(Records shown)

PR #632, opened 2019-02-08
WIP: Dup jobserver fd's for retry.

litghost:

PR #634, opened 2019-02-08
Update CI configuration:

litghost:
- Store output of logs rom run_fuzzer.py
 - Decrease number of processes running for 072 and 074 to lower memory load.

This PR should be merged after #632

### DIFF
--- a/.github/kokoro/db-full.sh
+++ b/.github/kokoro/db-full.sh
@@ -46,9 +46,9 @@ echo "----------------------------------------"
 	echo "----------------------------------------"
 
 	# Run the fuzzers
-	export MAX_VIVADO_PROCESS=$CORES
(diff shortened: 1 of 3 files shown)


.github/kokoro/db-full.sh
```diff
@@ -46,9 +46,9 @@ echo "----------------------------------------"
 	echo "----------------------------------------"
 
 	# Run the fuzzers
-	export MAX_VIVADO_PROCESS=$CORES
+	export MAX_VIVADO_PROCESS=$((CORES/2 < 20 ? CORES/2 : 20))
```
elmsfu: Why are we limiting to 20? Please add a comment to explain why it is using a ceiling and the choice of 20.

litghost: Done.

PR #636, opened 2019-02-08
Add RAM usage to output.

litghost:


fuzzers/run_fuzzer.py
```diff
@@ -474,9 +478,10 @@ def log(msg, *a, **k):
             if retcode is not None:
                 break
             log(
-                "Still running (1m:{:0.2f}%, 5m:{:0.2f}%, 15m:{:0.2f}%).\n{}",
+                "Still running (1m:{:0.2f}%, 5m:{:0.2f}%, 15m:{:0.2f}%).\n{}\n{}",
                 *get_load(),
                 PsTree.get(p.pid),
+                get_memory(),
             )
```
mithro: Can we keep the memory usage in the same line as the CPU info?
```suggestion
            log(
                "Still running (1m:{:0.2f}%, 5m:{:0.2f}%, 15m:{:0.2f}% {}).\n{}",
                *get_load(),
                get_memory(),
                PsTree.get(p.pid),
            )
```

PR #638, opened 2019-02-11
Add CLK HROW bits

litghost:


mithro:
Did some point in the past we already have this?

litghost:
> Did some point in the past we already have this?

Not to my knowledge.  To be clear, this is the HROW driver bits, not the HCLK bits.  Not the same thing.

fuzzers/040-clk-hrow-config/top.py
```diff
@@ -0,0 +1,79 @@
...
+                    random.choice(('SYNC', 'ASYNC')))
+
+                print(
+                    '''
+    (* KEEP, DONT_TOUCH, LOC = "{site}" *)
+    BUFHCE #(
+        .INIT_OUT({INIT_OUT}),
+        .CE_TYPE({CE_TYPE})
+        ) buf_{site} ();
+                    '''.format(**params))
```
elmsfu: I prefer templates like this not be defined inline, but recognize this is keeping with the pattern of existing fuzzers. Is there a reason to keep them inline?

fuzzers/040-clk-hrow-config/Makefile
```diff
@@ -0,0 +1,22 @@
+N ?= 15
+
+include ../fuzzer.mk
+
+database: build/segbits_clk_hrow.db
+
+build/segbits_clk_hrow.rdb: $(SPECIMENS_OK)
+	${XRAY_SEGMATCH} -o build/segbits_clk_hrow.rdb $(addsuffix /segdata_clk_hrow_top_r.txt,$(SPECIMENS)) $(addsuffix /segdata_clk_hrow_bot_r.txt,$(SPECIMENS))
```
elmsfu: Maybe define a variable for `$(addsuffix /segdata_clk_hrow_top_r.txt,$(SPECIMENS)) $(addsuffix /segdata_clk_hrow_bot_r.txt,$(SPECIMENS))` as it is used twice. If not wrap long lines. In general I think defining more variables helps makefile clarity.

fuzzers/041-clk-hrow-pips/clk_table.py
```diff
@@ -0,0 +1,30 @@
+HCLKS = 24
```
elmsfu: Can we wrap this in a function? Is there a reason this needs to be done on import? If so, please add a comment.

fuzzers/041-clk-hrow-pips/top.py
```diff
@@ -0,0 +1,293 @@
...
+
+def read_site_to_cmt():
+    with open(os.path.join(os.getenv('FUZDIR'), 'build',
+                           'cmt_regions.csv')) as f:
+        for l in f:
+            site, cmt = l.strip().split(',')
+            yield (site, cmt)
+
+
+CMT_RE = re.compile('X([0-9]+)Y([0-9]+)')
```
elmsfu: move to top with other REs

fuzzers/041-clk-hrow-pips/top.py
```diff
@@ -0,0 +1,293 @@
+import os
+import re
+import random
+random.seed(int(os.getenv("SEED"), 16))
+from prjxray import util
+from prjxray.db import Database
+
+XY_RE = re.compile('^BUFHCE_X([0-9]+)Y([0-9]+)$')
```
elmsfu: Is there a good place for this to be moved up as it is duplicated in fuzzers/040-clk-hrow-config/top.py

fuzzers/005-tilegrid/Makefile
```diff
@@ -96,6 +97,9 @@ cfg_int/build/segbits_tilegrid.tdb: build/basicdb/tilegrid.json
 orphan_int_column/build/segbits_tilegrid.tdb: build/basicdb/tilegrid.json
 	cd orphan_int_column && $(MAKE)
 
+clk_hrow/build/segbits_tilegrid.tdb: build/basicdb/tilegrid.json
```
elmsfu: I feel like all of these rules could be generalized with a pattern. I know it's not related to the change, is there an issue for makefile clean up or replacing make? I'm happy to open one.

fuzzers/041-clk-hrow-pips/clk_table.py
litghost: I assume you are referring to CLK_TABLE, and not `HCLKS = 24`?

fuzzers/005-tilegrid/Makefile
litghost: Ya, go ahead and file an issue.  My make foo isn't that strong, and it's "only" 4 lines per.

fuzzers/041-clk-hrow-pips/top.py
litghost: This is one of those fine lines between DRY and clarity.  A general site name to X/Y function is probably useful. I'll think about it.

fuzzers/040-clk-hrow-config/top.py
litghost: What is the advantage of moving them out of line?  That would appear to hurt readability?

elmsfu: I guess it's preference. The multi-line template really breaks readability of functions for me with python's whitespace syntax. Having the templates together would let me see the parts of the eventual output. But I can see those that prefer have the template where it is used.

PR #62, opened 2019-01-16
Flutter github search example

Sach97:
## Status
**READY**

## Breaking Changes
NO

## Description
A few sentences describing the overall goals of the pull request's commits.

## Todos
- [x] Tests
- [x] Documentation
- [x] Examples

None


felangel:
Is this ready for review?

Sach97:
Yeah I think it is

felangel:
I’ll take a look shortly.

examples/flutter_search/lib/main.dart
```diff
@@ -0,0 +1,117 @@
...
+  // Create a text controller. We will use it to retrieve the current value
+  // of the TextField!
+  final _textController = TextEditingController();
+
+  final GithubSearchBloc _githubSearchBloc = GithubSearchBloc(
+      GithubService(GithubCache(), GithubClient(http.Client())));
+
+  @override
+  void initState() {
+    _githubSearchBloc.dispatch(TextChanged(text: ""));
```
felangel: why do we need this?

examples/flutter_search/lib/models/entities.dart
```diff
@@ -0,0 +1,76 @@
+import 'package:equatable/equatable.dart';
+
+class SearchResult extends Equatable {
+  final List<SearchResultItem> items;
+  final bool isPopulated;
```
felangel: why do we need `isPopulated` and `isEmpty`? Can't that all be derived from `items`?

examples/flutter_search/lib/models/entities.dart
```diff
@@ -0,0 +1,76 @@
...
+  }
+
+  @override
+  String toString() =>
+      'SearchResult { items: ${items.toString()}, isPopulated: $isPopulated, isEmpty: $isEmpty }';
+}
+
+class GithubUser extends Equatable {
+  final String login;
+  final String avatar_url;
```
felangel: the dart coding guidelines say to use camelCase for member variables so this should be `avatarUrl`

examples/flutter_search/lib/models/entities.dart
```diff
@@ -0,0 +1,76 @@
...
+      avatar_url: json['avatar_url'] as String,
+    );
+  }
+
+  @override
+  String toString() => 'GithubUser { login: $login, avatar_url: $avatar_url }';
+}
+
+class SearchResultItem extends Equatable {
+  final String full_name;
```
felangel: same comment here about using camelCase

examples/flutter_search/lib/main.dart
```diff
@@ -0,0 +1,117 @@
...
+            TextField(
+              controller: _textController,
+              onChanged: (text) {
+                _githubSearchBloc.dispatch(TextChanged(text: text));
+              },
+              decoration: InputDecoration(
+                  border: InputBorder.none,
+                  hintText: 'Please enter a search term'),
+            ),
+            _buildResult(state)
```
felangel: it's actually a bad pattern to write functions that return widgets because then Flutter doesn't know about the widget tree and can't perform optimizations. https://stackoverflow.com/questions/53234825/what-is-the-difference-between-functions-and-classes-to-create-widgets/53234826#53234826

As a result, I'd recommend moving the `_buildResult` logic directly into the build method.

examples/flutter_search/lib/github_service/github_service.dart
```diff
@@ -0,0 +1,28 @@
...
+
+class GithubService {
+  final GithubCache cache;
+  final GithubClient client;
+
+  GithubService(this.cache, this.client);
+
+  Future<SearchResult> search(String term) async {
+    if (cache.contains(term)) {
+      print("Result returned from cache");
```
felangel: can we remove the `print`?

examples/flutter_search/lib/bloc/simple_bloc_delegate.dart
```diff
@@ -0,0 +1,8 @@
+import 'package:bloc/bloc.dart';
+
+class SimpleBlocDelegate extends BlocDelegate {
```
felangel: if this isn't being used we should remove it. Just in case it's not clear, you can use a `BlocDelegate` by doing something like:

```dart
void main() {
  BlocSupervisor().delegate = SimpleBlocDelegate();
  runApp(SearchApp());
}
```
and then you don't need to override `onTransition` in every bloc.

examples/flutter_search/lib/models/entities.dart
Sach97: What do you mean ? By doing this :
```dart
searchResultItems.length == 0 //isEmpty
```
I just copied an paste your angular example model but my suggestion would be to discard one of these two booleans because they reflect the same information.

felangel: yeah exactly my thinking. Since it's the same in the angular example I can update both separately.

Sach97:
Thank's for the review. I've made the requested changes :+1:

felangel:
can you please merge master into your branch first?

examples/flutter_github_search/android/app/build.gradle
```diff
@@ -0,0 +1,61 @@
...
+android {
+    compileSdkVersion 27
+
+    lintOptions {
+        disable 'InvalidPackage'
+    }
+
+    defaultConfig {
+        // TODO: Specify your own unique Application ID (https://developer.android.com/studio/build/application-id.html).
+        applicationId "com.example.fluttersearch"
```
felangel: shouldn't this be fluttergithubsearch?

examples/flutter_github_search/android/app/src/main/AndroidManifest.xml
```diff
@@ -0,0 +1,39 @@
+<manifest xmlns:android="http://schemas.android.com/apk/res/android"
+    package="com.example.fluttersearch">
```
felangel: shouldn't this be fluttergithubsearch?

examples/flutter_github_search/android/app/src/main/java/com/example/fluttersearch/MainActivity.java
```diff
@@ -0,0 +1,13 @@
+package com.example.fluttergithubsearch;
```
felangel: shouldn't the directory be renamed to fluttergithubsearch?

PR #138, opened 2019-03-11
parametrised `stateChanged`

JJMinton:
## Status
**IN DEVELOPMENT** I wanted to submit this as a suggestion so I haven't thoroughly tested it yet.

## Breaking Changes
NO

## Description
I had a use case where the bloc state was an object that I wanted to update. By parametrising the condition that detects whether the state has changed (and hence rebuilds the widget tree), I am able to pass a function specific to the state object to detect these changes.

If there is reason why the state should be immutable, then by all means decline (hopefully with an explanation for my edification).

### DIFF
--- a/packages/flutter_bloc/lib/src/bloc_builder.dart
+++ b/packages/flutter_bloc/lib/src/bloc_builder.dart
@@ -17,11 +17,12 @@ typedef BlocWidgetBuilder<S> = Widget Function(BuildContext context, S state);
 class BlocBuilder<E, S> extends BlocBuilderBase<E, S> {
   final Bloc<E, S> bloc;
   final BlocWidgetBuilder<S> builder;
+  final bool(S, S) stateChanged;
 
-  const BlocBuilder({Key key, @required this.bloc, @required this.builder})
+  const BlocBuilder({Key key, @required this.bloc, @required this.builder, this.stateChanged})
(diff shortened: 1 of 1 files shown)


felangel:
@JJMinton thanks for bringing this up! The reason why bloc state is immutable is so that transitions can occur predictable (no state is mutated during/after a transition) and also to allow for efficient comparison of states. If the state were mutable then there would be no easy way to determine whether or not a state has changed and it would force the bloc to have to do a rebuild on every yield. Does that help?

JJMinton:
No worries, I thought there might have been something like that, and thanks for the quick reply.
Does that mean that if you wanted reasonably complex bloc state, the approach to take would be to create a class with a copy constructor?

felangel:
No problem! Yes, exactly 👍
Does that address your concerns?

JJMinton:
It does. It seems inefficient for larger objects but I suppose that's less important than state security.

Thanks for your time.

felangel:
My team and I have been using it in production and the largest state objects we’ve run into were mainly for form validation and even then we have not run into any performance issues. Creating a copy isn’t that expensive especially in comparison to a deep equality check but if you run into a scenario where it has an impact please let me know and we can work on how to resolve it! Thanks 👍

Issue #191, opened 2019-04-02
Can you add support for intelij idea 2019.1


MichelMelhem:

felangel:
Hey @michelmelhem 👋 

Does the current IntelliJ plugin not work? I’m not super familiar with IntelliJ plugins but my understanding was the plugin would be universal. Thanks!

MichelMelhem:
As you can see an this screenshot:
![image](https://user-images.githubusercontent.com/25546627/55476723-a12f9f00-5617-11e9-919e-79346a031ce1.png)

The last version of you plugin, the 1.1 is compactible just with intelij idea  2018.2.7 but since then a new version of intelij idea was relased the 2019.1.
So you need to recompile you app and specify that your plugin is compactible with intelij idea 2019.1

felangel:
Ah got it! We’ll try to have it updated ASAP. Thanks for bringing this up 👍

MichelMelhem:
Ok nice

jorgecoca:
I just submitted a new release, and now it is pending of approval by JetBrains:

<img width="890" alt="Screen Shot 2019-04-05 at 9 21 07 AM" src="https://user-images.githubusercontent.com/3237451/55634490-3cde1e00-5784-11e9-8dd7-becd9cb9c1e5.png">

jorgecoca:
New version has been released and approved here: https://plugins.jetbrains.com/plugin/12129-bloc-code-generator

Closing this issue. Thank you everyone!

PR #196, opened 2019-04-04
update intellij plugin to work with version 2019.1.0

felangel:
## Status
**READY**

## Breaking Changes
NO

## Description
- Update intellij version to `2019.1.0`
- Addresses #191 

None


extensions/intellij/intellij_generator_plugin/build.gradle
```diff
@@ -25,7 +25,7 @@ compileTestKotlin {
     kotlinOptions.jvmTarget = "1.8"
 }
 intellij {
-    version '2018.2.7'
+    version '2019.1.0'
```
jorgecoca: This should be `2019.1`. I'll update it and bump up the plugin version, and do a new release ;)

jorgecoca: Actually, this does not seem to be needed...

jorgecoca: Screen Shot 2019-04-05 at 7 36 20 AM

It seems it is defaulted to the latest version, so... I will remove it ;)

(End Records shown)

**Aim of the task**
Among the records, count every line where "readability" appears. Reply with the total alone.

**Reply to the exercise**
2